Stored dataset items:

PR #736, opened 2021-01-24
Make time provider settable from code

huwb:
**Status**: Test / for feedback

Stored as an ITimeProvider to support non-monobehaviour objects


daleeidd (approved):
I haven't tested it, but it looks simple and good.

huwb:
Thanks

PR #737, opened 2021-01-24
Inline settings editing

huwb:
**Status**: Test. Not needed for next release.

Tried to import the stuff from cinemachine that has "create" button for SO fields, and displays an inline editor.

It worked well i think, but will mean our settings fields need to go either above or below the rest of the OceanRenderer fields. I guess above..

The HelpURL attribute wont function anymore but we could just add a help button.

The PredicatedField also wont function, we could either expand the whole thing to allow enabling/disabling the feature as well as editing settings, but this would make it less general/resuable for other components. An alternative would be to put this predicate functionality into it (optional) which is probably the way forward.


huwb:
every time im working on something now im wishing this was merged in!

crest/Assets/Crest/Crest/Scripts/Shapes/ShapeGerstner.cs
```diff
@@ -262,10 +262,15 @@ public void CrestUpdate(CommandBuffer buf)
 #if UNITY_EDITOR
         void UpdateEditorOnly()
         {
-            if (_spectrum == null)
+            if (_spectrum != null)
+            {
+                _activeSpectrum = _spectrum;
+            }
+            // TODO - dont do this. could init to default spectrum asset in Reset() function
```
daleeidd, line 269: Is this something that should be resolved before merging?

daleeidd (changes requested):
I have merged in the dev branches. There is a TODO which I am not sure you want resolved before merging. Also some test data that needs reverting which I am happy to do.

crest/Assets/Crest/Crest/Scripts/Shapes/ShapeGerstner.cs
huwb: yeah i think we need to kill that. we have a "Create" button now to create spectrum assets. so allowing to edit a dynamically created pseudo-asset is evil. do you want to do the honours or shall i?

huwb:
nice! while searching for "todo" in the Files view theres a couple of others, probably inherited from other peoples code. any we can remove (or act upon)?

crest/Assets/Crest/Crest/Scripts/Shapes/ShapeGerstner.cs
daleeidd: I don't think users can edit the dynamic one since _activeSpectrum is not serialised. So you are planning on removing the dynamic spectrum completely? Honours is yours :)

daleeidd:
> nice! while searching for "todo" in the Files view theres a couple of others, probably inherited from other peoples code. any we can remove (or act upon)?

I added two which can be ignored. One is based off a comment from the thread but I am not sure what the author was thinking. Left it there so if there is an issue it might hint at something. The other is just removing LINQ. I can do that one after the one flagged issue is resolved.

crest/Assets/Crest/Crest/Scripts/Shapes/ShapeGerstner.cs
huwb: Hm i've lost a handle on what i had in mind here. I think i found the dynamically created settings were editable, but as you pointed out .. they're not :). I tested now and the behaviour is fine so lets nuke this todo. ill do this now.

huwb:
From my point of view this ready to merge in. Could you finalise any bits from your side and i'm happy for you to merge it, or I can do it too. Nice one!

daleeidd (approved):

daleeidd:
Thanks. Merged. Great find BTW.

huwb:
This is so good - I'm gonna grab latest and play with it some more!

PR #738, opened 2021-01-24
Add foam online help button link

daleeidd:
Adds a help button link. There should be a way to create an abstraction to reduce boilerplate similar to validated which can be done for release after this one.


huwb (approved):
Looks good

---

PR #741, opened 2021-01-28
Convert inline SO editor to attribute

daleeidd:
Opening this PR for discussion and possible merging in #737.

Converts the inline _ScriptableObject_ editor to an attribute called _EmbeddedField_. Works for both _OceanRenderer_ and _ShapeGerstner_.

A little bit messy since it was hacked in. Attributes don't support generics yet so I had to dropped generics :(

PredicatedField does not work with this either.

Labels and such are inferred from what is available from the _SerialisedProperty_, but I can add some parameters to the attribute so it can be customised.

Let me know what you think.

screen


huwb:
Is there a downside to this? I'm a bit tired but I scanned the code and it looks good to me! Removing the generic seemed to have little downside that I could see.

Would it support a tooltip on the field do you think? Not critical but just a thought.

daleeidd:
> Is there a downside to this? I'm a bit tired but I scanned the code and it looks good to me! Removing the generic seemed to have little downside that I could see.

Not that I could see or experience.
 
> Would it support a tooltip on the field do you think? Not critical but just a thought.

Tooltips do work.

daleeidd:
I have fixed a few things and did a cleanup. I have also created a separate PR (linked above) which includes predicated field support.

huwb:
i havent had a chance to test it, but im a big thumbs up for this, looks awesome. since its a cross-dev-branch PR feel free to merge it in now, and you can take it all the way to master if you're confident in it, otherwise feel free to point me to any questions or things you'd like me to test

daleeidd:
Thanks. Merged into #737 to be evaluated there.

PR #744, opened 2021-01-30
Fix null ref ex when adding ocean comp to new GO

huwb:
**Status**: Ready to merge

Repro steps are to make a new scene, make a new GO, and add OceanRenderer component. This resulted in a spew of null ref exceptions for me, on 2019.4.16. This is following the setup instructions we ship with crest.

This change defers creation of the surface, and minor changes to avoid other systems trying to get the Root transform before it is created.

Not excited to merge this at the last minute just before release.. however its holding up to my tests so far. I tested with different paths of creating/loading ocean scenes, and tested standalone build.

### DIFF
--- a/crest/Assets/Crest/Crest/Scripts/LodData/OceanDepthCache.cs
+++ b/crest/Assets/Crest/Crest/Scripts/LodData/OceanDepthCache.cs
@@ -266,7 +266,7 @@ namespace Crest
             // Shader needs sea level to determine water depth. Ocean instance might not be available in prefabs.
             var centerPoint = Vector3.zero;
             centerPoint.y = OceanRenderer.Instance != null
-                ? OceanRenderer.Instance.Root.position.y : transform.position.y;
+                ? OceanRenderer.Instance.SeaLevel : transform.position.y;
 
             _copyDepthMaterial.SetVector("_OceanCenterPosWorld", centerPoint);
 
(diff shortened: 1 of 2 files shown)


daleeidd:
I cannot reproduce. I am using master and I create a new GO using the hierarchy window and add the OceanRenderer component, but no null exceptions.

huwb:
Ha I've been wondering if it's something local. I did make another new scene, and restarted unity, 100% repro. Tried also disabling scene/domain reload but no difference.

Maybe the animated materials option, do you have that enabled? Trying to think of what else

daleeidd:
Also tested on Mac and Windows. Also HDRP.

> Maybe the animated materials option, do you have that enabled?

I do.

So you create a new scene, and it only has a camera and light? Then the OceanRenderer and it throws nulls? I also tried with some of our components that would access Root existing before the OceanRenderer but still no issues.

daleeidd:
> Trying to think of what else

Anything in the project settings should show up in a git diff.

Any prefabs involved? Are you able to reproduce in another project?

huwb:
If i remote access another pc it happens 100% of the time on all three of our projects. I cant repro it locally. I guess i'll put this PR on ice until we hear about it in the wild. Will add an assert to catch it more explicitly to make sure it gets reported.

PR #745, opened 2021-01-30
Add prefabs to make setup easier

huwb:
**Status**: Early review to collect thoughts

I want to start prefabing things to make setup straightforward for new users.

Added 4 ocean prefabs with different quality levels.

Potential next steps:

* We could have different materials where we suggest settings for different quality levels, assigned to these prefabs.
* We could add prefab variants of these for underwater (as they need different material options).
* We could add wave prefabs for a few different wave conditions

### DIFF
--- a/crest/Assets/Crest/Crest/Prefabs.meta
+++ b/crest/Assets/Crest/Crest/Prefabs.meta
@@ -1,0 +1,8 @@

==

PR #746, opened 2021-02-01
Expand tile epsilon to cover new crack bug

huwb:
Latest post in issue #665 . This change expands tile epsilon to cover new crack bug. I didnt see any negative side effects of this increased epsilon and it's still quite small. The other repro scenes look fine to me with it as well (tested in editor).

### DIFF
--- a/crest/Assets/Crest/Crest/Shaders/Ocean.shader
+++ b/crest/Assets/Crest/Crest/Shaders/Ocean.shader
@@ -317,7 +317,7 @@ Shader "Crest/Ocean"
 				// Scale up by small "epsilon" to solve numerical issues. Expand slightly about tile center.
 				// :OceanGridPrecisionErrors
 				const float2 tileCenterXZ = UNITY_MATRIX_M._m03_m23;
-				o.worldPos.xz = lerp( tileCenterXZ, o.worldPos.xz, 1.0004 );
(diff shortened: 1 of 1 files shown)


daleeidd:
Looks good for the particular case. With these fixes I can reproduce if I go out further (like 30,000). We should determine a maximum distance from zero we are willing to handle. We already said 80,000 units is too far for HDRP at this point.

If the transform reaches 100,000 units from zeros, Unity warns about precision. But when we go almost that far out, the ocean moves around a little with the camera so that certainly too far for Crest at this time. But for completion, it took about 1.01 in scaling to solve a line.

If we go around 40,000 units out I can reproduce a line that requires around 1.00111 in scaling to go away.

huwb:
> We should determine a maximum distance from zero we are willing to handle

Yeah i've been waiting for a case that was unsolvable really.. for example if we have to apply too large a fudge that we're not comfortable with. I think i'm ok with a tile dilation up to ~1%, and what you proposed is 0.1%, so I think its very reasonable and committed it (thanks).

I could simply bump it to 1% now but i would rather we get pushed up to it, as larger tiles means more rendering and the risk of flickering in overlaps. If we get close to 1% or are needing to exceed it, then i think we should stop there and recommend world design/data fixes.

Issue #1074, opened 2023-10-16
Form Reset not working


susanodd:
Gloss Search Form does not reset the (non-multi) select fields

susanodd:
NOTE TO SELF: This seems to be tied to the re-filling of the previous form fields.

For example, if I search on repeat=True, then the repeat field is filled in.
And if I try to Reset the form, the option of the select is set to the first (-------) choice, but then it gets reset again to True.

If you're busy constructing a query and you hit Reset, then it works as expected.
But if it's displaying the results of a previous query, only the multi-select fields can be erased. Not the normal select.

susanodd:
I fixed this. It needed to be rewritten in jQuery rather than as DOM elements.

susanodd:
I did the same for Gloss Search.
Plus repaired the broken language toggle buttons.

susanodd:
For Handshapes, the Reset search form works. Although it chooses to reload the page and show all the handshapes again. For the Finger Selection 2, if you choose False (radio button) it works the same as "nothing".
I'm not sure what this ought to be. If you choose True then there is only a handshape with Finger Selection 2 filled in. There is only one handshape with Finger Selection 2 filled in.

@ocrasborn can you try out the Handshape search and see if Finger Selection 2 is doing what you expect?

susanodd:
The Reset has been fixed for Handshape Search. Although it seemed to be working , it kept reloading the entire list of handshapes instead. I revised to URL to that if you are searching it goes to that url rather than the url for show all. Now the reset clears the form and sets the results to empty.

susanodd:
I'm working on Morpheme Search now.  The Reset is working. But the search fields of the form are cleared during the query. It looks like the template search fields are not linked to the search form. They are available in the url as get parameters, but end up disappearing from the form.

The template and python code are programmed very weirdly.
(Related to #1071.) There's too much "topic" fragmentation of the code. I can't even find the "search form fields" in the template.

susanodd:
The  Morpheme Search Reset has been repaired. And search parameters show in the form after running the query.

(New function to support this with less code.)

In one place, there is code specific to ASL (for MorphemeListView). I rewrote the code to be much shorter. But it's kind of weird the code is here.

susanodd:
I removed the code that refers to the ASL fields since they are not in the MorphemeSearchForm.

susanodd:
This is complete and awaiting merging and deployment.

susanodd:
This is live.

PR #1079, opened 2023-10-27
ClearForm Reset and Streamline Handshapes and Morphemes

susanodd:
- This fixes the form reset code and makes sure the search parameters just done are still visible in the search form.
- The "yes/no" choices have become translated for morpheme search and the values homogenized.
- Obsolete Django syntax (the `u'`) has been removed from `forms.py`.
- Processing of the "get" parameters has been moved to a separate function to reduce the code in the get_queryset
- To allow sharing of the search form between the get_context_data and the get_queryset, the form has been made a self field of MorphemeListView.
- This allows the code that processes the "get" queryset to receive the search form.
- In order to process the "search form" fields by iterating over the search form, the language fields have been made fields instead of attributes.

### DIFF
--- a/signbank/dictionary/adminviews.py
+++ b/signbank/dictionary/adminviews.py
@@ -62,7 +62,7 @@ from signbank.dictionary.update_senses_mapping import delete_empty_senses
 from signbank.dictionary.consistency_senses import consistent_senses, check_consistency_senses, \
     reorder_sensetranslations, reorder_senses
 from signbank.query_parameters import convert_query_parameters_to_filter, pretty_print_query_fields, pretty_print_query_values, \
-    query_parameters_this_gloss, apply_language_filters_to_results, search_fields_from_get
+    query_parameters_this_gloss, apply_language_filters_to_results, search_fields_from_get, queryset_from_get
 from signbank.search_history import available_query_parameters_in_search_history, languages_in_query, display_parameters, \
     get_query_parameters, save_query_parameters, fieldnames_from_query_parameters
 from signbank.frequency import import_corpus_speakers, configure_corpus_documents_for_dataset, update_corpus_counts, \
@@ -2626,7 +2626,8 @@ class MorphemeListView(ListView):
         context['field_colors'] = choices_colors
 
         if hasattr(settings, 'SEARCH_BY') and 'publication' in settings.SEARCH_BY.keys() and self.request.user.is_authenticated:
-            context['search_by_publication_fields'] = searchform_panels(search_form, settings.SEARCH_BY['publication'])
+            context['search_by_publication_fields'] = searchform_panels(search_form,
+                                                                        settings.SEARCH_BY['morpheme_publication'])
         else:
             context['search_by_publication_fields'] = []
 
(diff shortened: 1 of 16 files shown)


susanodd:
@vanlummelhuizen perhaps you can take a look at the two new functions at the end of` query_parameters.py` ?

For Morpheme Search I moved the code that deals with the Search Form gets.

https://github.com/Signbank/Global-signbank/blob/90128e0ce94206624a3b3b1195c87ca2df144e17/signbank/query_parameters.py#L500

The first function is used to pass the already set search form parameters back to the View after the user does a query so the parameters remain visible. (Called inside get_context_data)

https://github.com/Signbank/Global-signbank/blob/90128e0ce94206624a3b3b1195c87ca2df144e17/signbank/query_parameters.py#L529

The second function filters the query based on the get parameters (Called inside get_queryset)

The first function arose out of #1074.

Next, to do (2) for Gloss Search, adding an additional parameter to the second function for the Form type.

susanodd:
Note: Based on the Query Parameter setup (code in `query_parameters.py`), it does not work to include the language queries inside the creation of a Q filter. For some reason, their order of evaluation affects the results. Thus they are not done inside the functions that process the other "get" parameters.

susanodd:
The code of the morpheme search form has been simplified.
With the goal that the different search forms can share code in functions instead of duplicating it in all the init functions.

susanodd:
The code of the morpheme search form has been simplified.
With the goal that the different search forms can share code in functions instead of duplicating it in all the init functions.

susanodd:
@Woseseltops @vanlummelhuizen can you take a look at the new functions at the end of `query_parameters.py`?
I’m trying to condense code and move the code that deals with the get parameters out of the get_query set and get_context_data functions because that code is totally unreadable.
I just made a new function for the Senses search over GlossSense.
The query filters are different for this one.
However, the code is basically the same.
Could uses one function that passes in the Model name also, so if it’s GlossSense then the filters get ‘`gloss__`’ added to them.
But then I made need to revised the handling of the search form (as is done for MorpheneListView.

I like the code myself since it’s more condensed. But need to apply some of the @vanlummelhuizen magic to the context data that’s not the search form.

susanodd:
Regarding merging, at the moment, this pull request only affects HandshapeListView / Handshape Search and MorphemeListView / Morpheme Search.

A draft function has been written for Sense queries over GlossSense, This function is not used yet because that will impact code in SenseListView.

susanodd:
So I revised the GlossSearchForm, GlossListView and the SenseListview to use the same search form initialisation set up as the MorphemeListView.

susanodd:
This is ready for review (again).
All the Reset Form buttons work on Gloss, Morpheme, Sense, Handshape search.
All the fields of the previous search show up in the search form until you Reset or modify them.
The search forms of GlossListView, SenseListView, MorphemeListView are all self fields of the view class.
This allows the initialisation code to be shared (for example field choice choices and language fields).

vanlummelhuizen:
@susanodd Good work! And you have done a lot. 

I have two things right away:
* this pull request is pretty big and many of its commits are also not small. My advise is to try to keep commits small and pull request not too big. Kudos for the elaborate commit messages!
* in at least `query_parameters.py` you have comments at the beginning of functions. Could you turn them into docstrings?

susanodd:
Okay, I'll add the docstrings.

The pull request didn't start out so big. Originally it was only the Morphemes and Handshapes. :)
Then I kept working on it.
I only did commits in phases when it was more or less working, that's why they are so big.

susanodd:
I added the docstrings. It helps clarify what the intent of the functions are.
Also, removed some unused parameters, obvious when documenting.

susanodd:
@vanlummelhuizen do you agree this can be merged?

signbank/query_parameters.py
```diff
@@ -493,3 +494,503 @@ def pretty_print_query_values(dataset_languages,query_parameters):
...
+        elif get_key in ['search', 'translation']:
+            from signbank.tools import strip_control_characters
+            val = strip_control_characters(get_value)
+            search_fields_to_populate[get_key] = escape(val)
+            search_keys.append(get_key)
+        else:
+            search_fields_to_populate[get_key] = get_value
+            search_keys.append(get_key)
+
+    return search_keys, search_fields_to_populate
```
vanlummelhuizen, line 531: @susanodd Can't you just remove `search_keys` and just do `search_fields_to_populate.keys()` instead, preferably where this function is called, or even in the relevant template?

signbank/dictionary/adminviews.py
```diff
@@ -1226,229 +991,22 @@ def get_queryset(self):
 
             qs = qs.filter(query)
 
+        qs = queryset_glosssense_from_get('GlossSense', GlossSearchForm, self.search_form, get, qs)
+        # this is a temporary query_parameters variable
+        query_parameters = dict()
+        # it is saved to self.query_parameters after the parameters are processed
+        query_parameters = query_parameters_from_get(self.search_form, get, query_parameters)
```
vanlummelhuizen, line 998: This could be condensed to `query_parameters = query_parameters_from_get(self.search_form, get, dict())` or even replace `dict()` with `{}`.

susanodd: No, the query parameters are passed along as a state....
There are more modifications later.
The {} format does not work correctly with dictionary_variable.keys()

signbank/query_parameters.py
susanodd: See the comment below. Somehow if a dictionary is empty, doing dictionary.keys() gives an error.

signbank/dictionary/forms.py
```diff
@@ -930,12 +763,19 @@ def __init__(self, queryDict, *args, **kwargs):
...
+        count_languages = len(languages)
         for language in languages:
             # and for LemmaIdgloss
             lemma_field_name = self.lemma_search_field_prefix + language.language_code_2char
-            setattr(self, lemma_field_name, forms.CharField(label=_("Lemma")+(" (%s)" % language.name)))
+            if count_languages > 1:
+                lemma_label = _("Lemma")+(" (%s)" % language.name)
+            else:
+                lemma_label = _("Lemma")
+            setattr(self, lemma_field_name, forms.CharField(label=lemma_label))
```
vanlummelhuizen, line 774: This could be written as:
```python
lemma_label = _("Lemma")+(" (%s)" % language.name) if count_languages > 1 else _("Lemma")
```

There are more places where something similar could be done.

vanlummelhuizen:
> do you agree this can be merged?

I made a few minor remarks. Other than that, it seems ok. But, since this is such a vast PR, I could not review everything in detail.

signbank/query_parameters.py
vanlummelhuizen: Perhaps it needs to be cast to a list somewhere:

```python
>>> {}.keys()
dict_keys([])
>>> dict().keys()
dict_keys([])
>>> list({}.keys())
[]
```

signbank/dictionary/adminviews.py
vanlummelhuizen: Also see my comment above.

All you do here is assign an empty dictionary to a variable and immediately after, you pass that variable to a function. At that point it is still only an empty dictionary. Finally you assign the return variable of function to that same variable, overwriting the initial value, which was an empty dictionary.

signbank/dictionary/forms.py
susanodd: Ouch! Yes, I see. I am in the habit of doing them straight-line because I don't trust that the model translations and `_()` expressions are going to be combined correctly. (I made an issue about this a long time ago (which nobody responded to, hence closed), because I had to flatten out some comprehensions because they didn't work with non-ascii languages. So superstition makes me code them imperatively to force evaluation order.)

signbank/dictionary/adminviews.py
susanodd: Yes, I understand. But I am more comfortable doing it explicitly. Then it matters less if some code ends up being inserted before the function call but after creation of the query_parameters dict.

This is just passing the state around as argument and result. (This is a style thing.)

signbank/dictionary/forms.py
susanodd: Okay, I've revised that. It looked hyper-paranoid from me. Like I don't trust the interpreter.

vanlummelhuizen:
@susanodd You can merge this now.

**PROBLEM STATEMENT**
Your reply must consist of one number, the count of lines in the entries that hold "materials".

**WORKED SOLUTION**
3